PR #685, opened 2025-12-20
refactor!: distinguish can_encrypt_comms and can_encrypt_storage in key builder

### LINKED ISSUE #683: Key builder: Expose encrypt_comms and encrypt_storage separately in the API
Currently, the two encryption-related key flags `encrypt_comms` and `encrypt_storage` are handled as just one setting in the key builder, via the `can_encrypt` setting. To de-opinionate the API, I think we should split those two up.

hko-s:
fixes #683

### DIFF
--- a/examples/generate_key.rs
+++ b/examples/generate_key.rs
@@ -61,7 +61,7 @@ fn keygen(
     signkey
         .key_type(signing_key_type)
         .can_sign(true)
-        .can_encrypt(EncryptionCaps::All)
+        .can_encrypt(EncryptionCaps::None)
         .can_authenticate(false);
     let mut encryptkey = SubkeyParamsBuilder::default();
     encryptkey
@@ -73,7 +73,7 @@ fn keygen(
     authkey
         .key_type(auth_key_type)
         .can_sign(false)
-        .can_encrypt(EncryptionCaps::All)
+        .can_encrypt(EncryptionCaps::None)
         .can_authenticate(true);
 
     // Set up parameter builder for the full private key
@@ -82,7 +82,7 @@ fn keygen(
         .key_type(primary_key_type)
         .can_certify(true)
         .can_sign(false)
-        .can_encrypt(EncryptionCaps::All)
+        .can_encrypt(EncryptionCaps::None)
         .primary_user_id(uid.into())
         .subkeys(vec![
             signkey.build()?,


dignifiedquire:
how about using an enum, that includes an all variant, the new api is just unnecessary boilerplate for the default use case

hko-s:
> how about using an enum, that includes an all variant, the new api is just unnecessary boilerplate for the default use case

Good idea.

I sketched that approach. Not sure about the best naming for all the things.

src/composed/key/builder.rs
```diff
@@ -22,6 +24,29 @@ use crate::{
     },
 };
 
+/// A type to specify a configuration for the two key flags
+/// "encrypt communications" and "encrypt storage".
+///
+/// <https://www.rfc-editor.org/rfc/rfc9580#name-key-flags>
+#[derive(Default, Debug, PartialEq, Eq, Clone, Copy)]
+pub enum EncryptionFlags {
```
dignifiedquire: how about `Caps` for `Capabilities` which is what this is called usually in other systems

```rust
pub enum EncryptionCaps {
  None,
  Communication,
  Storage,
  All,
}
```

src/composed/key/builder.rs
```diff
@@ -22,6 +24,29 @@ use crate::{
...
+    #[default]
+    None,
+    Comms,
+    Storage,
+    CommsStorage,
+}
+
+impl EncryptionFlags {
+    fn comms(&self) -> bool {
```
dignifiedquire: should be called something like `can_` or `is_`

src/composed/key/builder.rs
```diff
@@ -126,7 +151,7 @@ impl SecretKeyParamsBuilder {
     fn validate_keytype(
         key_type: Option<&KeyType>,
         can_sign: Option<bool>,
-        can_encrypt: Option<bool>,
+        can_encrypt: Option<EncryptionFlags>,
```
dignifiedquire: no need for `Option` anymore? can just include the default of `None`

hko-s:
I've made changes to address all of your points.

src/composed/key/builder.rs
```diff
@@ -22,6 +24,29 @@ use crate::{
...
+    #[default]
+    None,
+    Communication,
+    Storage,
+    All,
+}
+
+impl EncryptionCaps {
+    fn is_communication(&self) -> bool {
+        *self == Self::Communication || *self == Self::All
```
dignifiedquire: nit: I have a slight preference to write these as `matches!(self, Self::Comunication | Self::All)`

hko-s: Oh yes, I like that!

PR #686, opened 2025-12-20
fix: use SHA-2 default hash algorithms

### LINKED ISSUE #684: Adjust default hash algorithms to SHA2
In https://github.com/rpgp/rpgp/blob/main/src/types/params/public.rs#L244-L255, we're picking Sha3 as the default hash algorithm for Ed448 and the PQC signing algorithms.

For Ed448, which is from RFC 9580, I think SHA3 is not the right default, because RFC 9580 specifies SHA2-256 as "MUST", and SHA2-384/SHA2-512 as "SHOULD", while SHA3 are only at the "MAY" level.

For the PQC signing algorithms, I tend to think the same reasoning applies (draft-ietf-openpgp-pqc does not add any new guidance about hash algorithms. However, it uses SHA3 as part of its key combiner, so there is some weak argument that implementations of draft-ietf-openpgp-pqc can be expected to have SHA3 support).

WORK REQUEST> The expected answer is a word-for-word copy of every line from the one that contains "dignifiedquire: nit: I" through the final line of the material.

OUTPUT FOR THIS TASK>
dignifiedquire: nit: I have a slight preference to write these as `matches!(self, Self::Comunication | Self::All)`

hko-s: Oh yes, I like that!

PR #686, opened 2025-12-20
fix: use SHA-2 default hash algorithms

### LINKED ISSUE #684: Adjust default hash algorithms to SHA2
In https://github.com/rpgp/rpgp/blob/main/src/types/params/public.rs#L244-L255, we're picking Sha3 as the default hash algorithm for Ed448 and the PQC signing algorithms.

For Ed448, which is from RFC 9580, I think SHA3 is not the right default, because RFC 9580 specifies SHA2-256 as "MUST", and SHA2-384/SHA2-512 as "SHOULD", while SHA3 are only at the "MAY" level.

For the PQC signing algorithms, I tend to think the same reasoning applies (draft-ietf-openpgp-pqc does not add any new guidance about hash algorithms. However, it uses SHA3 as part of its key combiner, so there is some weak argument that implementations of draft-ietf-openpgp-pqc can be expected to have SHA3 support).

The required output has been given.